◆ AVAILABLE DATA
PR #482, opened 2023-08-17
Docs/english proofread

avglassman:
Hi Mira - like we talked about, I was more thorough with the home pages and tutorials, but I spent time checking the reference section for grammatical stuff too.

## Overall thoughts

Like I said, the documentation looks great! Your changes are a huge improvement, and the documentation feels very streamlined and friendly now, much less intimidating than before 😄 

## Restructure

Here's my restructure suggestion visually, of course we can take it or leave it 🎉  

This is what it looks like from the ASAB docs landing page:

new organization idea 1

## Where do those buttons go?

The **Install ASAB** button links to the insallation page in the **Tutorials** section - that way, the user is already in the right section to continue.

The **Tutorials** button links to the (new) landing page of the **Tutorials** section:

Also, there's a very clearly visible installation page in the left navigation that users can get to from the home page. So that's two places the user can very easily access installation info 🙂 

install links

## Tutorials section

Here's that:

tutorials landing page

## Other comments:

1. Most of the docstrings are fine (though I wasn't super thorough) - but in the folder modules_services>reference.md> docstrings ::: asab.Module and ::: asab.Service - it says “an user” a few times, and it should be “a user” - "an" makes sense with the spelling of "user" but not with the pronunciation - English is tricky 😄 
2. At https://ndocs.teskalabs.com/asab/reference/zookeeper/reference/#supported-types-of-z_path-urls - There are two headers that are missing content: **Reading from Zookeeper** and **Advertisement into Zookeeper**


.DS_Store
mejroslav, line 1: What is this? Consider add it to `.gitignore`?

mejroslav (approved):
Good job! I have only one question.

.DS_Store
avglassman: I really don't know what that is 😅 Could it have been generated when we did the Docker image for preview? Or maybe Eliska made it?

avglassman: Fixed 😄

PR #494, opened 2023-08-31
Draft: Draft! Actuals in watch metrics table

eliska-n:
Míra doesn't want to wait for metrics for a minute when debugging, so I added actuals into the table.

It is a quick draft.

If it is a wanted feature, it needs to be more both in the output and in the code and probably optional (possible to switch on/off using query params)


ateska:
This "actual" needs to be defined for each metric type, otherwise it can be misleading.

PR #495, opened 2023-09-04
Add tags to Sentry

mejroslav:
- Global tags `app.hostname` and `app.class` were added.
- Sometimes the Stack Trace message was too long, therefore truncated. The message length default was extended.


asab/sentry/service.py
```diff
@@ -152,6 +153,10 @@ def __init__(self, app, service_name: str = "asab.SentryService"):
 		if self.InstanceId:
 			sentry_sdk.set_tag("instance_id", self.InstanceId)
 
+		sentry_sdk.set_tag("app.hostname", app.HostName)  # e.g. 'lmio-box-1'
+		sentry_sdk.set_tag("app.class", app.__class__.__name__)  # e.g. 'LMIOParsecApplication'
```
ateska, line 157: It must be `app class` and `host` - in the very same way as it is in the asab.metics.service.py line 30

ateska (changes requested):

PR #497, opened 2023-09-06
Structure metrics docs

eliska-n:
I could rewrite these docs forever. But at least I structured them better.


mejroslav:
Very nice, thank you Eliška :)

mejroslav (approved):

◆ WHAT YOU SHOULD DO
Everything in the material above from the line that has "## Overall thoughts" through the line that has "avglassman: I really" must be duplicated exactly, with no other lines given.

◆ ANSWER TO THIS EXERCISE
## Overall thoughts

Like I said, the documentation looks great! Your changes are a huge improvement, and the documentation feels very streamlined and friendly now, much less intimidating than before 😄 

## Restructure

Here's my restructure suggestion visually, of course we can take it or leave it 🎉  

This is what it looks like from the ASAB docs landing page:

new organization idea 1

## Where do those buttons go?

The **Install ASAB** button links to the insallation page in the **Tutorials** section - that way, the user is already in the right section to continue.

The **Tutorials** button links to the (new) landing page of the **Tutorials** section:

Also, there's a very clearly visible installation page in the left navigation that users can get to from the home page. So that's two places the user can very easily access installation info 🙂 

install links

## Tutorials section

Here's that:

tutorials landing page

## Other comments:

1. Most of the docstrings are fine (though I wasn't super thorough) - but in the folder modules_services>reference.md> docstrings ::: asab.Module and ::: asab.Service - it says “an user” a few times, and it should be “a user” - "an" makes sense with the spelling of "user" but not with the pronunciation - English is tricky 😄 
2. At https://ndocs.teskalabs.com/asab/reference/zookeeper/reference/#supported-types-of-z_path-urls - There are two headers that are missing content: **Reading from Zookeeper** and **Advertisement into Zookeeper**


.DS_Store
mejroslav, line 1: What is this? Consider add it to `.gitignore`?

mejroslav (approved):
Good job! I have only one question.

.DS_Store
avglassman: I really don't know what that is 😅 Could it have been generated when we did the Docker image for preview? Or maybe Eliska made it?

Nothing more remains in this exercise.